Ok, but where do the pages in blog/tag/* come from? That’s where “bring your own content model” approach comes into play. I made a Python script that generates those archive pages from index.json:

#!/usr/bin/env python3

import os
import sys
import json

import pystache

template = """
<h2><a href="{{url}}">{{{title}}}</a></h2>
<p><strong>Last update:</strong> {{date}}.</p>
<tags>{{tags}}</tags>
<p>{{{excerpt}}}</p>
<a href="{{url}}">Read more</a>
<hr>
"""

base_path = sys.argv[1]

try:
    index_file = sys.argv[2]
    with open(index_file) as f:
        index_entries = json.load(f)
except:
    print("Could not read index file!")
    sys.exit(1)

renderer = pystache.Renderer()

# Create a dict of entries grouped by tag
entries = {}
for e in index_entries:
    tags_string = e["tags"]
    if tags_string:
        tag_strings = filter(lambda s: s != "",  map(lambda s: s.strip(), tags_string.split(",")))
    else:
        continue

    for t in tag_strings:
        if not (t in entries):
            entries[t] = []
        entries[t].append(e)

# Now for each tag, create an HTML page with all entries that have that tag
for t in entries:
    page_file = os.path.join(base_path, t) + '.html'
    with open(page_file, 'w') as f:
        print("""<h1>Posts tagged &ldquo;{}&rdquo;</h1>""".format(t), file=f)
        for e in entries[t]:
            print(renderer.render(template, e), file=f)

Nothing fancy, as you can see. Not very pretty, but it’s under 100 lines and does the job.

Will soupault run twice, first to generate those archive pages in site/blog/tag/* and then to generate a final website? Sort of. Specially for this kind of uses cases I’ve added a --index-only option that makes soupault stop at generaging index.json. Thus the makefile target looks like this:

.PHONY: site
site:
     	$(SOUPAULT) --index-only
        scripts/blog-archive.py $(SITE_DIR)/blog/tag $(INDEX_FILE)
        $(SOUPAULT)
        scripts/json2feed.py index.json > $(BUILD_DIR)/blog/atom.xml

The Atom feed is generated from the same JSON data by another script, which is even simpler.
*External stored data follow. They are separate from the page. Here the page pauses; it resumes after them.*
PR #96, opened 2026-05-06
feat(ci): add prerelease publish + promote-to-release workflows

aditya1702:
Closes #69 

## Summary
- Adds `publish-prerelease.yml` — workflow_dispatch, builds & pushes a prerelease image from `main` HEAD to the `stg/freighter-backend-v2` namespace of the internal ECR registry, creates a GitHub prerelease.
- Adds `promote-release.yml` — workflow_dispatch, re-tags the staging image into the `prd/freighter-backend-v2` namespace (digest-preserving via `--prefer-index=false`, no rebuild), creates a non-prerelease GitHub release.
- Documents the release flow in `README.md`.

## Design
- Tag format: `vX.Y.Z` for releases, `vX.Y.Z-rc.N` for prereleases. Strict.
- Docker tag mirrors git tag verbatim (no `rc-` prefix).
- No `:latest` tag — kube manifests pin to explicit versions.
- Releases are always cut from `main` HEAD (no `target_ref` input — closes a privilege-escalation hole where feature-branch Makefile/Dockerfile would otherwise run with ECR push credentials).
- Promotion uses `docker buildx imagetools create --prefer-index=false` so the source manifest is carbon-copied (same digest) rather than wrapped in a new OCI index.
- GitHub release is only created after the image step succeeds — a failed push never produces an orphan release.

## Prerequisites (out of this PR)
- ECR repos `stg/freighter-backend-v2` and `prd/freighter-backend-v2` must exist in the internal SDF ECR registry.

(The `stellar/actions/sdf-ecr-login@main` action hardcodes its OIDC and ECR-push role ARNs internally, so no repo-level role secrets are needed.)

## Test plan
- [x] `actionlint` clean on both new files
- [ ] After merge: dispatch `publish-prerelease` with `version=v0.0.0-rc.0` → verify image in stg ECR + GitHub prerelease
- [ ] After merge: dispatch `promote-release` with `prerelease_tag=v0.0.0-rc.0`, `release_version=v0.0.0` → verify identical digest in prd ECR + non-prerelease GitHub release
- [ ] Cleanup: delete `v0.0.0-rc.0` and `v0.0.0` releases/tags + ECR images after validation

## Why workflow_dispatch and not release-event-triggered?
- Both workflows create their own GitHub releases after image steps succeed. The user's single action is "trigger the workflow" — no separate `gh release create` step that could be forgotten or misordered.
- This is symmetric (both publish and promote work the same way) and keeps side effects atomic per workflow run.

## Codex review fixes
- `--prefer-index=false` to preserve manifest digest (single-platform source).
- Remove `target_ref` input — privilege-escalation mitigation.
- Remove unused `with:` block on ECR login (the action ignored those inputs).

### DIFF
--- a/.github/workflows/promote-release.yml
+++ b/.github/workflows/promote-release.yml
@@ -117,3 +117,14 @@ jobs:
             exit 1
           fi
           echo "Promotion successful — bytes preserved."
+
+      - name: Create GitHub release
+        env:
+          GH_TOKEN: ${{ secrets.GITHUB_TOKEN }}
+          RELEASE_VERSION: ${{ inputs.release_version }}
+          COMMIT_SHA: ${{ steps.resolve_sha.outputs.sha }}
+        run: |
+          gh release create "$RELEASE_VERSION" \
+            --target "$COMMIT_SHA" \
+            --title "$RELEASE_VERSION" \
+            --generate-notes
--- a/.github/workflows/promote-release.yml
+++ b/.github/workflows/promote-release.yml
@@ -93,9 +93,6 @@ jobs:
       - name: ECR login via OIDC
         id: ecr_login
         uses: stellar/actions/sdf-ecr-login@main
-        with:
-          aws-oidc-role: ${{ secrets.AWS_GITHUB_OIDC_ROLE }}
-          aws-ecr-login-role: ${{ secrets.AWS_ECR_LOGIN_ROLE }}
 
       - name: Re-tag image from staging to production ECR
         env:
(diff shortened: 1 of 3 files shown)


aristidesstaffieri:
Follow-up on `publish-prerelease.yml`: this workflow does not reserve `inputs.version` until the final `gh release create`, but it pushes `stg/freighter-backend-v2:$VERSION` earlier. If the same version is dispatched twice, or a failed run is retried after `main` changes, both runs can pass the tag-existence check and race to overwrite the staging image tag. The GitHub release/tag will end up pointing at the commit from one run, but the staging image tag may already have been overwritten by the other digest.

I think we should add a per-version `concurrency` group here and, as defense in depth, fail before push if the target ECR tag already exists.

PR #98, opened 2026-05-07
feat(account-balances): fan out per-address fetches via `GetAllAccountBalances` in wallet-backend SDK

### LINKED ISSUE #97: Use goroutines to fetch balances for multiple accounts from wallet-backend
Wallet-backend had a multi-account balance endpoint `BalancesByAccountAddresses` that fetched balances for multiple addresses at once. However we removed this to keep the GraphQL API in sync with best practices and now the only way to get a balance is to query the balance fields through `accountByAddress` query.

Since the freighter-backend-v2's account balances endpoint is a passthrough to wallet backend, we have to implement the multi-account logic here using goroutines that calls the WB's single account balance endpoint.

aditya1702:
Closes #97 

## Summary

- Bumps wallet-backend SDK to the post-#612 commit that exposes `client.GetAllAccountBalances` (auto-paginated single-account, flat slice) and the `wbclient.ErrAccountNotFound` typed sentinel. The multi-account `BalancesByAccountAddresses` GraphQL endpoint was removed upstream and is rebuilt freighter-side as a per-request fan-out.
- Rewrites `walletBackendService.GetBalancesByAccountAddresses` to fan out one `GetAllAccountBalances` call per unique requested address with bounded per-request concurrency via `errgroup.SetLimit`. The SDK owns per-account pagination internally.
- Splits failures into address-scoped (per-account `Error` string, request returns 200) vs systemic (top-level 5xx), so monitoring still sees outages instead of a 200 of error strings.
- Preserves the historical wallet-backend resolver dedupe behavior (collapse duplicates, keep first-seen order).
- Renames the route from `POST /api/v1/account-balances` to `POST /api/v1/accounts/balances` to follow REST resource-oriented conventions (safe hard-rename — endpoint is undeployed).

## Why

Wallet-backend removed both `BalancesByAccountAddresses` (multi-account) and `BalancesByAccountAddress` (single-account) endpoints in favor of a paginated `accountByAddress { balances { ... } }` query. The freighter-backend handler is a passthrough, so multi-account aggregation now has to happen here.

## Behavior changes

- **Wire format**: the handler still passes SDK structs through to JSON. The SDK upgrade itself changes the inner balance shape — new `NativeBalance` adds `minimumBalance`, `liabilities`, and `lastModifiedLedger`; `SEP41Balance` is gone. Consumers must accommodate the new shape.
- **Per-account `Error`**: response items now carry an optional `error` string for address-scoped failures (`graphql_error`, `account_not_found`). Re-defined freighter-side because the SDK's `AccountBalances` struct was deleted with the multi-account endpoint.
- **Address-scoped policy**: `graphql_error` and `account_not_found` (the new typed sentinel `wbclient.ErrAccountNotFound`, signaled by a 200 with `accountByAddress: null`) are address-scoped. **Every `http_error` is now systemic** — including 4xx. wbclient POSTs every call to `/graphql/query` and translates any HTTP `>= 400` into an `http_error` before parsing the GraphQL body, so a 4xx from upstream means a wrong base URL, missing route, auth/signing failure, rate limit, or schema-violating query — never "this account doesn't exist." Failing the whole batch on 4xx lets monitoring catch real outages instead of returning a 200 with N per-account error strings.
- **Empty balances**: an account with zero balances marshals as `"balances": []` (never `null`). The SDK returns a non-nil empty slice; the service keeps a defensive guard so a future SDK regression to nil wouldn't leak `"balances": null` into the wire format.
- **Pagination**: the SDK's `GetAllAccountBalances` drives the per-account page loop with `first=100` and includes pagination-loop defenses (errors on missing `EndCursor` when `HasNextPage=true`, errors on a stuck cursor). Freighter-backend doesn't expose per-account pagination on its own API today; if/when it does, swap to `GetAccountBalances` (one page) at that boundary.
- **Route rename**: `POST /api/v1/account-balances` → `POST /api/v1/accounts/balances`. Old path returns 404.

## Configuration

New flag: `--wallet-backend-balance-concurrency` (default `10`). Caps the per-request goroutine count for the fan-out. Startup rejects non-positive values to avoid the `errgroup.SetLimit(0)` (blocks forever) and `SetLimit(-1)` (unbounded) surprises.

## Test plan

- [x] `make check` (excluding `exhaustive`, which fails pre-existing on `main` due to a Go 1.26 / `golang.org/x/tools v0.15.0` incompatibility — unrelated)
- [x] `make unit-test` — `TestGetBalancesByAccountAddresses_FanOut` covers: success ordering, multi-page aggregation via the SDK loop, per-account graphql error, per-account `account_not_found`, systemic 4xx (404 fails the whole request), systemic 5xx, transport errors, zero-balances normalization, bounded concurrency with a barrier, request-level timeout, and dedupe. `TestIsAddressScopedError` covers explicit per-code rows for 400/401/403/404/422/429/503 (all systemic) plus `graphql_error` and `account_not_found` (address-scoped).
- [ ] Manual smoke test against a reachable wallet-backend (`make docker-build-up`, then `curl -X POST 'http://localhost:3002/api/v1/accounts/balances?network=PUBLIC' -d '{"addresses":["G..."]}'`)
- [ ] Verify metrics on `localhost:9090/metrics` — `freighter_service_calls_total{service="wallet-backend",method="GetBalancesByAccountAddresses"}` increments and `freighter_service_call_duration_seconds` reports reasonable latency.

## Out of scope

- No integration test container for wallet-backend (existing setup doesn't have one; explicitly authorized to skip).
- No per-address Prometheus metrics — keeping aggregate-only.
- No freighter-owned DTOs for the inner balance shape — passthrough preserved by design.
- No caching layer for balance responses.
- No typed-error hierarchy for the rest of the upstream classifier (`classifyWBError` still substring-matches for `"GraphQL error:"` and `"unexpected statusCode="`). PR #612 demonstrated the pattern works for `ErrAccountNotFound`; extending to auth/rate-limit/transport is a wallet-backend SDK follow-up.


piyalbasu:
### Code review

Found 1 issue:

1. The godoc for `GetBalancesByAccountAddresses` names the wrong SDK method — it says "`wbclient.GetAccountBalances`" but the implementation calls `client.GetAllAccountBalances(gctx, addr)` (the paginating variant). Worth fixing since the test file explicitly warns against swapping back to the non-paginating call.

https://github.com/stellar/freighter-backend-v2/blob/5a9c4f424ec319ad8d6b2808aa17208087ce4ad5/internal/services/wallet_backend.go#L147-L198

🤖 Generated with [Claude Code](https://claude.ai/code)

<sub>- If this code review was useful, please react with 👍. Otherwise, react with 👎.</sub>

cmd/serve/serve.go
```diff
@@ -53,6 +59,7 @@ func (s *ServeCmd) Command() *cobra.Command {
 	cmd.Flags().Int64Var(&s.Cfg.AppConfig.MaxRequestBodySize, "max-request-body-size", 1<<20, "Maximum request body size in bytes (default: 1MB)")
 	cmd.Flags().IntVar(&s.Cfg.AppConfig.MaxBalanceAddresses, "max-balance-addresses", 100, "Maximum number of addresses allowed in account balances request")
 	cmd.Flags().IntVar(&s.Cfg.AppConfig.MaxLedgerKeyAddresses, "max-ledger-key-addresses", 100, "Maximum number of public keys allowed in a ledger-key/accounts request")
+	cmd.Flags().IntVar(&s.Cfg.AppConfig.WalletBackendBalanceConcurrency, "wallet-backend-balance-concurrency", 10, "Per-request maximum number of concurrent wallet-backend balance fetches (the /account-balances handler fans out to one accountByAddress call per address)")
```
piyalbasu: Should we set an upper limit here? In practice, probably not an issue in practice, but might be something to consider

from claude:
```
All goroutines share one http.Client (wallet_backend.go#L50-L52). The Transport's MaxConnsPerHost / MaxIdleConnsPerHost will throttle real concurrency — excess goroutines block waiting
  for a connection slot. Worth checking what's set; if it's the Go default (MaxIdleConnsPerHost=2, MaxConnsPerHost=0/unlimited), you can open arbitrarily many sockets to wallet-backend.
```

aditya1702: Good catch on raising it — fwiw the AI quote in the comment assumed Go defaults. The shared `http.Client` we hand to `wbclient` (`internal/services/wallet_backend.go:50-63`) sets `MaxConnsPerHost: 50`, `MaxIdleConnsPerHost: 10`, and a 30s client timeout, so excess goroutines block in `Transport.getConn` waiting for a slot rather than opening more sockets — the real upper bound on concurrency is the transport, not this flag.

The remaining footgun is goroutine memory if someone sets the flag to something absurd like 100k, but that's bounded (~2-8KB per blocked goroutine) and recoverable. Not worth a hard ceiling IMO — leaving as-is.

aristidesstaffieri:
### Code review

Found 2 issues:

1. Three comment strings still reference the old endpoint path `/api/v1/account-balances` after the rename to `/api/v1/accounts/balances` in commit 06e781b.

- `internal/types/wallet_backend.go` ABOUTME line 1: \`// ABOUTME: Response types for the wallet-backend-fronted /api/v1/account-balances endpoint.\`
- `internal/config/config.go` field comment line 29: \`// fetches per single /api/v1/account-balances request.\`
- `cmd/serve/serve.go` flag help string line 62: \`"...the /account-balances handler fans out..."\`

https://github.com/stellar/freighter-backend-v2/blob/06e781b766f49a9cd344372e9a73d3b1237364b6/internal/types/wallet_backend.go#L1

https://github.com/stellar/freighter-backend-v2/blob/06e781b766f49a9cd344372e9a73d3b1237364b6/internal/config/config.go#L28-L30

https://github.com/stellar/freighter-backend-v2/blob/06e781b766f49a9cd344372e9a73d3b1237364b6/cmd/serve/serve.go#L62

2. The godoc for `GetBalancesByAccountAddresses` (line 148) names the wrong SDK method — it says `wbclient.GetAccountBalances` but the implementation calls `client.GetAllAccountBalances`. The test file explicitly guards against swapping back to the non-paginating form (`multi_page_account_aggregates_all_pages_via_sdk_loop`), making the mismatch in the godoc misleading for the next reader.

https://github.com/stellar/freighter-backend-v2/blob/06e781b766f49a9cd344372e9a73d3b1237364b6/internal/services/wallet_backend.go#L148-L151

🤖 Generated with [Claude Code](https://claude.ai/code)

<sub>- If this code review was useful, please react with 👍. Otherwise, react with 👎.</sub>

aditya1702:
Fixed issue 1 in 302c10c — three stale `/api/v1/account-balances` references in comments/help text updated.

Skipped issue 2: the godoc at `internal/services/wallet_backend.go:148` already reads `wbclient.GetAllAccountBalances`, not `wbclient.GetAccountBalances` as quoted in the review — no change needed there.

aristidesstaffieri (approved):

One last thing: redirects. I’ve added a bunch of RedirectMatch options to the Apache HTTPD config of the original virtual host:

RedirectMatch "^/tag/(.*)\.html" "https://baturin.org/blog/tag/$1"
RedirectMatch "^/category/programming-languages.html" "https://baturin.org/blog/tag/programming"
RedirectMatch "^/category/development.html" "https://baturin.org/blog/tag/programming"
RedirectMatch "^/category/networking.html" "https://baturin.org/blog/tag/networking"
RedirectMatch "^/category/misc.html" "https://baturin.org/blog/tag/misc"
RedirectMatch "^/category/system-administration.html" "https://baturin.org/blog/tag/servers"
RedirectMatch "^/(.*).html" "https://baturin.org/blog/$1"
RedirectMatch "^/feeds/atom.xml" "https://baturin.org/blog/atom.xml"
RedirectMatch "^/(.*)" "https://baturin.org/blog/"

It doesn’t cover everything, but I think it prevents link rot to the largest extent that is practical. Old links to my post will continue to work, and search engines won’t be confused, or so I hope.

That’s the migration process. Was it worth it? Well, it took an evening, and the external scripts only use mature libraries that shouldn’t break any time soon, so I think this setup is as low-maintenance as Pelican, and it does everything I want it to do. Except per-tag feeds, but that won’t take long either.

Should you do something like this to your blog? It’s up to you, but if you do, I hope this post will help.

1Syntax highlighting, footnotes etc. are often features of Markdown libraries, and generators have no insight into the page content. Some, like Hugo, offer different processor option with different features.